Items from a data source
□ □ □ □

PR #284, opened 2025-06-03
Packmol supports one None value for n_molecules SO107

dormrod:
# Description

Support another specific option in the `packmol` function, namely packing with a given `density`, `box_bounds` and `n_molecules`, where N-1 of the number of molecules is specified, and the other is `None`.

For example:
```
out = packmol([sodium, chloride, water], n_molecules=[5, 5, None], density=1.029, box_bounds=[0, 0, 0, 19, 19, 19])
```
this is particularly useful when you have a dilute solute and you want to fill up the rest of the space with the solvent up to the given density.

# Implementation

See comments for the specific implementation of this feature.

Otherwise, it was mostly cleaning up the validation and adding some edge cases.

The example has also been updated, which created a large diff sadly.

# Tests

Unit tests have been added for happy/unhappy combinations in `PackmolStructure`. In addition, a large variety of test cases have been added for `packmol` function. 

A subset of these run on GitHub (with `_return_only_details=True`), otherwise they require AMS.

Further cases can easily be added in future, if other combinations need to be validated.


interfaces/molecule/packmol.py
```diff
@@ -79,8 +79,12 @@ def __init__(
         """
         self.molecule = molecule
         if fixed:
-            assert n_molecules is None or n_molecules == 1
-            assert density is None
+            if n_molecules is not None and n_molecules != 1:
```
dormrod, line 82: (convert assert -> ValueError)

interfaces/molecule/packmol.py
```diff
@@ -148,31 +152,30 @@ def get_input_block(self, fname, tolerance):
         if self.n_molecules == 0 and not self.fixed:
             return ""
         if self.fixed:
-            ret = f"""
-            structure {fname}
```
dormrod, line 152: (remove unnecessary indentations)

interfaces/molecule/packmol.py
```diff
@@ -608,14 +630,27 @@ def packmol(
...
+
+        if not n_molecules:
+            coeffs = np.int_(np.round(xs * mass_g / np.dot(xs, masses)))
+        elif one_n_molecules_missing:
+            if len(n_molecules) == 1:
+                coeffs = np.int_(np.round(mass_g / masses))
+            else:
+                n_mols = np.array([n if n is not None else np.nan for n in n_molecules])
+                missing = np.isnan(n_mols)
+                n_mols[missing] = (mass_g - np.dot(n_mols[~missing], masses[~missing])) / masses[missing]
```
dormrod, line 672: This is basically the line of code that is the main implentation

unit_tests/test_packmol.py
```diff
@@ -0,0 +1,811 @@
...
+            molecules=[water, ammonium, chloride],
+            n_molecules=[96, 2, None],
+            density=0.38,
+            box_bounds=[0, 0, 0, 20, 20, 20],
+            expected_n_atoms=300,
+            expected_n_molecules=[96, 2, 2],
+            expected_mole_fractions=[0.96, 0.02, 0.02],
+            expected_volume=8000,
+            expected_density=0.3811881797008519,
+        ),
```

□ □ □ □

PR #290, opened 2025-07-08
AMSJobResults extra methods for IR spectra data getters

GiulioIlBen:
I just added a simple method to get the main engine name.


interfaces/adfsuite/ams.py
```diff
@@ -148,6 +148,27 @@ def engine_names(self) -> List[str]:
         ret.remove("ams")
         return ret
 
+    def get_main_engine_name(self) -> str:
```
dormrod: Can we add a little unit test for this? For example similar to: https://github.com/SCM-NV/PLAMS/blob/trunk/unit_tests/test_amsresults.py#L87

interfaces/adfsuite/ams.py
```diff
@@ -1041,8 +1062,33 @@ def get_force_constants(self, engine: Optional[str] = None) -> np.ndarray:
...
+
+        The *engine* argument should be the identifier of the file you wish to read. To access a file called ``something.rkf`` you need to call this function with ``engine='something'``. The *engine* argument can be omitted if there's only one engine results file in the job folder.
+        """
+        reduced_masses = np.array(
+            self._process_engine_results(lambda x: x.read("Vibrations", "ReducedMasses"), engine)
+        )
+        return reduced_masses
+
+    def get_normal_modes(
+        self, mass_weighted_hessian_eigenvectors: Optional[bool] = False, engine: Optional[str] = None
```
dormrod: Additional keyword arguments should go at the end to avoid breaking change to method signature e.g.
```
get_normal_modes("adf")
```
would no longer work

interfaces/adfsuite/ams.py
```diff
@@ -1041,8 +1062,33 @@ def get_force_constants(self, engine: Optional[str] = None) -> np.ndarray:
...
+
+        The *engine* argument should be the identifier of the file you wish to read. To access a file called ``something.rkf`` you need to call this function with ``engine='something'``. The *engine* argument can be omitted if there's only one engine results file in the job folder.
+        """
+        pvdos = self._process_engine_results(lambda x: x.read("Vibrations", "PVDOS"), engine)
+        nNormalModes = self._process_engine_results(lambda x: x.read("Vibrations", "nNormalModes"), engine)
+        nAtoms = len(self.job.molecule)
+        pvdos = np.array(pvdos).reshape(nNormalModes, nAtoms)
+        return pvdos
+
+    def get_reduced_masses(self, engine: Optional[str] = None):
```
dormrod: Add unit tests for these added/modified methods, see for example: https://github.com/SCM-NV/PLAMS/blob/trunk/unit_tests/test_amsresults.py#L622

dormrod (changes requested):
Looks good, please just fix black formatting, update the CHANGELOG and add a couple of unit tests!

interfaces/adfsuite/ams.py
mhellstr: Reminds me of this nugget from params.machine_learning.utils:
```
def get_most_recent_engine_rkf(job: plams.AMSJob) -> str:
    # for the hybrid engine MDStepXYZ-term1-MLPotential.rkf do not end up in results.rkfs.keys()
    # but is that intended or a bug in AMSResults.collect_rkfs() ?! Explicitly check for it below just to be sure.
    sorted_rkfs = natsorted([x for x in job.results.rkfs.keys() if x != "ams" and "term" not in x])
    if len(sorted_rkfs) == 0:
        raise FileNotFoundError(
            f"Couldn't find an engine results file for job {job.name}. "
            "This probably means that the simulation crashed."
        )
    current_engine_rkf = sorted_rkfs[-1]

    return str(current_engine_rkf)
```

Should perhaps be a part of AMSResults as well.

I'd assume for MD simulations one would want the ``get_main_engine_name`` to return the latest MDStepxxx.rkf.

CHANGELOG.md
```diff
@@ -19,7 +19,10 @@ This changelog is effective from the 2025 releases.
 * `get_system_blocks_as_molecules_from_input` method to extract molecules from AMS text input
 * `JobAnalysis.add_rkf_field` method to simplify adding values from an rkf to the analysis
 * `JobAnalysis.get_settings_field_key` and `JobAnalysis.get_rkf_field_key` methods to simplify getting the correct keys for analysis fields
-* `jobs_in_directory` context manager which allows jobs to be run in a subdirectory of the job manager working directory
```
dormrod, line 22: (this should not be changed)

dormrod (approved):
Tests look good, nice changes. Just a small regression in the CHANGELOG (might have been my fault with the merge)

□ □ □ □

--- Exercise objective ---
Both the line containing "PR #284, opened 2025-06-03" and the line containing "# Implementation" belong in the answer. Print them and every line above that falls between them exactly, and no others.

--- Expected output ---
PR #284, opened 2025-06-03
Packmol supports one None value for n_molecules SO107

dormrod:
# Description

Support another specific option in the `packmol` function, namely packing with a given `density`, `box_bounds` and `n_molecules`, where N-1 of the number of molecules is specified, and the other is `None`.

For example:
```
out = packmol([sodium, chloride, water], n_molecules=[5, 5, None], density=1.029, box_bounds=[0, 0, 0, 19, 19, 19])
```
this is particularly useful when you have a dilute solute and you want to fill up the rest of the space with the solvent up to the given density.

# Implementation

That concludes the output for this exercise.